Pull every line containing "user" from the data.

•••••

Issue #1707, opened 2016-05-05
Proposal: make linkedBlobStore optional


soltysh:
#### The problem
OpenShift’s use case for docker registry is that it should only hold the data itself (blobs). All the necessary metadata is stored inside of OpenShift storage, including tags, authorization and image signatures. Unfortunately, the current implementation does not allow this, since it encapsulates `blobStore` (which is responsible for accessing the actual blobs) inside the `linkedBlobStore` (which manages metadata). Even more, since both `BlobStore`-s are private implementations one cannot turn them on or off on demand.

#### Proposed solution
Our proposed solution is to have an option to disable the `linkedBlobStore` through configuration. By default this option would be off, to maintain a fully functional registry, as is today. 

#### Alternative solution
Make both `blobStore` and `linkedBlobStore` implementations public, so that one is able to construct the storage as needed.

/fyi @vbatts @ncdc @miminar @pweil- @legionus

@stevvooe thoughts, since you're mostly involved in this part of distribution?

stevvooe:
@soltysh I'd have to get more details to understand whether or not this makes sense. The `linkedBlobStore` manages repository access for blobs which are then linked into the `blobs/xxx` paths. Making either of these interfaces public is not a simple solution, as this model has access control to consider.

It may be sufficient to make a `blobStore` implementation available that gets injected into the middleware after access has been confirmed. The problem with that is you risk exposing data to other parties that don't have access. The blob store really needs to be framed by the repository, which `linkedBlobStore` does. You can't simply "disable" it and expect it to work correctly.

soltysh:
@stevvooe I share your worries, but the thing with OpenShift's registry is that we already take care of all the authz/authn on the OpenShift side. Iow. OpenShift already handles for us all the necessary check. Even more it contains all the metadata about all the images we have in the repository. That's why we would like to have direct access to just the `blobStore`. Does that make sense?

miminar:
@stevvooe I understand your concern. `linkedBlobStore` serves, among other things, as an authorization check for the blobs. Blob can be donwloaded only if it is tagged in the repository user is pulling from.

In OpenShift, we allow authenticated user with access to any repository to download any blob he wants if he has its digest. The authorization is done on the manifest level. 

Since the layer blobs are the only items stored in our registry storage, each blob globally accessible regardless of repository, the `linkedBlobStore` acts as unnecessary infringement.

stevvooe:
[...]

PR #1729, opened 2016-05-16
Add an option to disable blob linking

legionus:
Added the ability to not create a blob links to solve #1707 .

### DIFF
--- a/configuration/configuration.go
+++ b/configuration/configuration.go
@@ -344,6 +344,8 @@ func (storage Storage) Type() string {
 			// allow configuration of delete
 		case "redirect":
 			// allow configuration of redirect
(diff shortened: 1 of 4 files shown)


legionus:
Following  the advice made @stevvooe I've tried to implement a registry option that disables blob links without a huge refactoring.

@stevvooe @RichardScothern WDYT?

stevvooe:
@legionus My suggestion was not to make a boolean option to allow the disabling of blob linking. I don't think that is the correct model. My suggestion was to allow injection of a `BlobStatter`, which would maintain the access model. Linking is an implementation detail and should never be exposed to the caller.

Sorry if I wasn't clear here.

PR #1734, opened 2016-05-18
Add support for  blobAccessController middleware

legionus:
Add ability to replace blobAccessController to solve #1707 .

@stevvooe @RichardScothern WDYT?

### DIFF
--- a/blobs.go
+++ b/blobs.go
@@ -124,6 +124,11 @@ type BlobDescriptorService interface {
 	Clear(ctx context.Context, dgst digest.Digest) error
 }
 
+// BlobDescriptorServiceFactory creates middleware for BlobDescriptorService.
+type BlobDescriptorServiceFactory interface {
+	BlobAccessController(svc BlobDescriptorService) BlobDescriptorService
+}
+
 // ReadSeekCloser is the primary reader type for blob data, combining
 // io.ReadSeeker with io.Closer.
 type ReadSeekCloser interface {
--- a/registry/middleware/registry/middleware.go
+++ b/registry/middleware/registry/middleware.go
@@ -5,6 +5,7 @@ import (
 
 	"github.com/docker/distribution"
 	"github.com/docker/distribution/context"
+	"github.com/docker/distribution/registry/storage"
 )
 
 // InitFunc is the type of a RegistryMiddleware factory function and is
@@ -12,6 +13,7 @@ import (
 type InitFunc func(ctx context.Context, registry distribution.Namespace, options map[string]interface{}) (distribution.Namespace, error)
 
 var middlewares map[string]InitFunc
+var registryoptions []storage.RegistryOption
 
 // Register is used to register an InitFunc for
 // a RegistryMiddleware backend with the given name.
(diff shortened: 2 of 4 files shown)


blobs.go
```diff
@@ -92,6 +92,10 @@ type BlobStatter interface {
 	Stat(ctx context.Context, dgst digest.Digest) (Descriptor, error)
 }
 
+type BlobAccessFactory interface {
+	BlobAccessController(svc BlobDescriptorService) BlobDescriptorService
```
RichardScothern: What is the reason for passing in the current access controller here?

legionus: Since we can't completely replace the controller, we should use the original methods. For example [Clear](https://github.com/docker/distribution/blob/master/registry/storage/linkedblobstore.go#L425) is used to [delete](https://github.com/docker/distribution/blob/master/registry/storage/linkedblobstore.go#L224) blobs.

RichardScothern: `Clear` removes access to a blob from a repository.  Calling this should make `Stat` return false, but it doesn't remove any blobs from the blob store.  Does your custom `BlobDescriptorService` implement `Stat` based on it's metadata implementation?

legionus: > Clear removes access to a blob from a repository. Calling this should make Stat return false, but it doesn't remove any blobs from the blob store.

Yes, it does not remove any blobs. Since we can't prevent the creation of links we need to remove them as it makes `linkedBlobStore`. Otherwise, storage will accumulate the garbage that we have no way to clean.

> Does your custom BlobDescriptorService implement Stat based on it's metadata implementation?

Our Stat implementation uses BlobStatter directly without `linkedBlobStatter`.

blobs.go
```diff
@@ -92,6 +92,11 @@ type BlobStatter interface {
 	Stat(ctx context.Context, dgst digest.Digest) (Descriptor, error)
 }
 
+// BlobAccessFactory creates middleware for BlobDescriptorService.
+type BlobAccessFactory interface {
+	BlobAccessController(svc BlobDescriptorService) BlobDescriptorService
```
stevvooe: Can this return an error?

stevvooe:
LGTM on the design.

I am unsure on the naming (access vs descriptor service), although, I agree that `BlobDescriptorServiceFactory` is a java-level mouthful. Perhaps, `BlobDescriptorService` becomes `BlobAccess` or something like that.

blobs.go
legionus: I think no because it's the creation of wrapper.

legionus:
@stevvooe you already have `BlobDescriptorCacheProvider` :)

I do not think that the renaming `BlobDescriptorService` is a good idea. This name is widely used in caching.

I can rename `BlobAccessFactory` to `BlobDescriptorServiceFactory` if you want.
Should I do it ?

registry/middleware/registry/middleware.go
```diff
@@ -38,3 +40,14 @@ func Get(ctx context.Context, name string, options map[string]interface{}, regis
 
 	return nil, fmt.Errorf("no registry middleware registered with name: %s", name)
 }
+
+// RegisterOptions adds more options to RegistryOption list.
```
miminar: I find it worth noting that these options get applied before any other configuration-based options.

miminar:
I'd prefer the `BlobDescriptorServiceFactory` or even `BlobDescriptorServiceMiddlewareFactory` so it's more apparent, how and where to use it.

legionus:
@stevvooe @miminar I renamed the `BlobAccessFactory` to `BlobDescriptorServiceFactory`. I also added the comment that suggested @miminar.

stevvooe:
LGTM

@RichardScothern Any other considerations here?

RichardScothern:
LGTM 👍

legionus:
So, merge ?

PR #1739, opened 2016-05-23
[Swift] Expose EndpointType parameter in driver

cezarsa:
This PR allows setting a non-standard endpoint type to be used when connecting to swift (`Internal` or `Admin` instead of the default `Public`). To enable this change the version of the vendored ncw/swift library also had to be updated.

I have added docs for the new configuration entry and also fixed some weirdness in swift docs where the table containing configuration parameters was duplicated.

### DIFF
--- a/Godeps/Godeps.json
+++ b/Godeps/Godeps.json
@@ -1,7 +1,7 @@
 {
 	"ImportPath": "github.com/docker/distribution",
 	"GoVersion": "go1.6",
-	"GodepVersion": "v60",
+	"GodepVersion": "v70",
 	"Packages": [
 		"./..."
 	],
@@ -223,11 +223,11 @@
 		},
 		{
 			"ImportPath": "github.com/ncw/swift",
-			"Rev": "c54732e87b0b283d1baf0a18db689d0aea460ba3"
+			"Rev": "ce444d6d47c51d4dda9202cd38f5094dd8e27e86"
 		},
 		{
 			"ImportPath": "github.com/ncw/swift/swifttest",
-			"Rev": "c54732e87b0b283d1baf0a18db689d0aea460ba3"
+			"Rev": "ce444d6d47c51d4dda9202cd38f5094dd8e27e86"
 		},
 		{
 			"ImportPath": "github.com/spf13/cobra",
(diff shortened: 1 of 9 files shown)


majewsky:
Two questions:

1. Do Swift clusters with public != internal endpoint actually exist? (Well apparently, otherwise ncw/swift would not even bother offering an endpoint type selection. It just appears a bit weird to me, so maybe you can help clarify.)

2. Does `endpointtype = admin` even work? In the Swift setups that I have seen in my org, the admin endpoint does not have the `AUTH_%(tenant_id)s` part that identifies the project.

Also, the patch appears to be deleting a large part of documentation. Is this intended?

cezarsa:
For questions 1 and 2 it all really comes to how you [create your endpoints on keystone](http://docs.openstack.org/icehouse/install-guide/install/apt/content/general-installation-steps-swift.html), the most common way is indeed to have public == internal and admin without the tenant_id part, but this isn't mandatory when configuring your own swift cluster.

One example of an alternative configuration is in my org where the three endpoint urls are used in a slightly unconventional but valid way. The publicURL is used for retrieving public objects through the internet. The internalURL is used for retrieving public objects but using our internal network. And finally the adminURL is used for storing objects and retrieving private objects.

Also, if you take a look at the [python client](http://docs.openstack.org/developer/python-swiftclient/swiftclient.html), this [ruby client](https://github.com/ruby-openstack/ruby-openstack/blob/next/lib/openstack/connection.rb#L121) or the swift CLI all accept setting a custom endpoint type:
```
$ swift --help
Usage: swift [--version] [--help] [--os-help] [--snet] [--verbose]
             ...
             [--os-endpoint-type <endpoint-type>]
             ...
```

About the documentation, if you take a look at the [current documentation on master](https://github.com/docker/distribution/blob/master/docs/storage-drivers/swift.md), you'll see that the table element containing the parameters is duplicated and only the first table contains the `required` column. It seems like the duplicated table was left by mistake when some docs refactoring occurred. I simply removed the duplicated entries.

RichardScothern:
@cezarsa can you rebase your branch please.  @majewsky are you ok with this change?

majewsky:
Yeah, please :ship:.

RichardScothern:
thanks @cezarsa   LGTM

•••••

**TASK SOLUTION**:
@stevvooe I understand your concern. `linkedBlobStore` serves, among other things, as an authorization check for the blobs. Blob can be donwloaded only if it is tagged in the repository user is pulling from.
In OpenShift, we allow authenticated user with access to any repository to download any blob he wants if he has its digest. The authorization is done on the manifest level. 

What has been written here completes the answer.